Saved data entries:
+++++

PR #3106, opened 2017-10-06
Add valid location list to orphan instance error

### LINKED ISSUE #3063: Orphan instance error wording reads like a warning
As discussed on slack, the wording of orphan instance errors reads like a suggestion rather than a requirement. I'm opening this issue to discuss if we want to improve it, and how we can do that.

This is the line in question:
https://github.com/purescript/purescript/blob/ad0c7c04fca8b2dda5a71f558ed943d0b16a2671/src/Language/PureScript/Errors.hs#L776

What if we said something like:

```
There are two ways to fix this error
    1. Move the instance to the same module the class is defined in.
    2. Move the instance to the same module the data type is defined in.
```

Maybe we could make it even easier and mention which module the class and data type are defined in? Do we have that information in the error?

i-am-tom:
Previously, the orphan instance simply said to consider a newtype. Now, it lists all the places in the project that would be considered valid locations for the instance as well. This hopefully closes #3063, and looks a little something like:

```
Error found:
in module $PSCI
at  line 1, column 1 - line 1, column 35

  Type class instance showFn for

    Data.Show.Show (a -> b)

  is an orphan instance.
  To avoid this error, declare the instance in one of the following modules if possible:

    Data.Show

  Otherwise, consider adding a newtype wrapper.
```

### DIFF
--- a/src/Language/PureScript/Errors.hs
+++ b/src/Language/PureScript/Errors.hs
@@ -774,9 +774,9 @@ prettyPrintSingleError (PPEOptions codeColor full level showDocs relPath) e = fl
                 [] -> [ line "There is nowhere this instance can be placed without being an orphan."
                       , line "A newtype wrapper can be used to avoid this problem."
                       ]
-                _  -> [ Box.text $ "This instance must be declared in "
+                _  -> [ Box.text $ "This problem can be resolved by declaring the instance in "
                           <> T.unpack formattedModules
-                          <> ", or be defined for a newtype wrapper."
+                          <> ", or by defining the instance on a newtype wrapper."
                       ]
                 ]
       where
--- a/src/Language/PureScript/Errors.hs
+++ b/src/Language/PureScript/Errors.hs
@@ -771,12 +771,16 @@ prettyPrintSingleError (PPEOptions codeColor full level showDocs relPath) e = fl
                 , Box.vcat Box.left (map typeAtomAsBox ts)
                 ]
             , line "is an orphan instance."
-            , line "To avoid this error, declare the instance in one of the following modules if possible:"
-            , markCodeBox $ indent $ Box.hsep 1 Box.left $ (line . runModuleName) <$> nonOrphans
-            , line "Otherwise, consider adding a newtype wrapper."
+            , suggestion
             ]
       where
-        nonOrphans = S.toList $ S.delete (moduleNameFromString "Prim") nonOrphanModules
+        suggestion = Box.vcat Box.left $
+          case S.toList $ S.delete (moduleNameFromString "Prim") nonOrphanModules of
+            [] -> [ line "There is nowhere this instance can be placed without being an orphan. A newtype wrapper can be used to avoid this problem." ]
+            xs -> [ line "This instance must be declared in one of the following modules:"
+                  , Box.vcat Box.left $ (line . runModuleName) <$> xs
+                  , line "Otherwise, a newtype wrapper can be used to solve this problem."
+                  ]
     renderSimpleErrorMessage (InvalidNewtype name) =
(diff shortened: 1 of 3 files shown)


LiamGoodacre:
What does the error message look like for:
```purescript
instance what :: Fail "what"
```

LiamGoodacre:
Not that anyone should be writing that, but my intent is to suppose there is a prim type class for which it might make sense to make instances of.

i-am-tom:
@LiamGoodacre Ha! So, originally, it would have listed `Prim` as an option. However, I am now filtering it out. What sort of error would you like to see in this instance?

i-am-tom:
## Updates from review
Firstly, there's a little change to the error output in the case of
there being no place for the instance except Prim. Previously, it just
printed an empty list, which didn't make much sense, gramatically. Now,
however, a different error is displayed to point out that there's no
reasonable home for the instance.

As well as this, the `typeModule` function in `TypeChecker.hs` can now
deal with proxy types. Previously, it couldn't, and the tests were
passing really due to an accident of laziness. Now, the tests pass, and
all is well in the world.

src/Language/PureScript/Errors.hs
```diff
@@ -763,16 +764,24 @@ prettyPrintSingleError (PPEOptions codeColor full level showDocs relPath) e = fl
...
-            , line "An orphan instance is one which is defined in a module that is unrelated to either the class or the collection of data types that the instance is defined for."
-            , line "Consider moving the instance, if possible, or using a newtype wrapper."
-            ]
+            , Box.vcat Box.left $ case modulesToList of
+                [] -> [ line "There is nowhere this instance can be placed without being an orphan."
+                      , line "A newtype wrapper can be used to avoid this problem."
+                      ]
+                _  -> [ Box.text $ "This instance must be declared in "
+                          <> T.unpack formattedModules
+                          <> ", or be defined for a newtype wrapper."
```
LiamGoodacre: I'm wondering about the phrasing here; the use of 'must' makes it sound like these are strictly the only two possible solutions.  However, there are potentially many other contextually dependent solutions.

src/Language/PureScript/Errors.hs
```diff
@@ -763,16 +764,24 @@ prettyPrintSingleError (PPEOptions codeColor full level showDocs relPath) e = fl
...
                 [ line (showQualified runProperName cnm)
                 , Box.vcat Box.left (map typeAtomAsBox ts)
                 ]
-            , line "is an orphan instance."
-            , line "An orphan instance is one which is defined in a module that is unrelated to either the class or the collection of data types that the instance is defined for."
-            , line "Consider moving the instance, if possible, or using a newtype wrapper."
-            ]
+            , Box.vcat Box.left $ case modulesToList of
+                [] -> [ line "There is nowhere this instance can be placed without being an orphan."
+                      , line "A newtype wrapper can be used to avoid this problem."
```
justinwoo: Seems like we'd also probably need a link to what the hell a newtype wrapper is and how to define it?

src/Language/PureScript/Errors.hs
i-am-tom: https://github.com/purescript/purescript/pull/3106/commits/c724145c3aa8c557ea2f01a0883b635cf43e35f3#diff-2a67dc7a3cb0d6822d66486323cc9420R777 - what do you think?

src/Language/PureScript/Errors.hs
i-am-tom: Spoke to @paf31, suggested that this level of detail would be better suited to the wiki. We're going to talk a bit more about this later, and I'll probably make another docs PR :)

i-am-tom:
:tada:

paf31:
Thanks!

+++++

What you should do - When a line in the data holds the word "Previously", show that line.

Task output -
Previously, the orphan instance simply said to consider a newtype. Now, it lists all the places in the project that would be considered valid locations for the instance as well. This hopefully closes #3063, and looks a little something like:
there being no place for the instance except Prim. Previously, it just
deal with proxy types. Previously, it couldn't, and the tests were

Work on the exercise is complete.